Your assignment ▸
"Modal focus" appears in one line of the listing below; retype that line and every later line exactly, stopping at the end, and nothing else.

*** Opening Provided data ***

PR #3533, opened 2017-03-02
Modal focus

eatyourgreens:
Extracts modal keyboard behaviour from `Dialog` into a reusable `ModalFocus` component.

*** Closing Provided data ***

Task solution ▸
Modal focus

eatyourgreens:
Extracts modal keyboard behaviour from `Dialog` into a reusable `ModalFocus` component.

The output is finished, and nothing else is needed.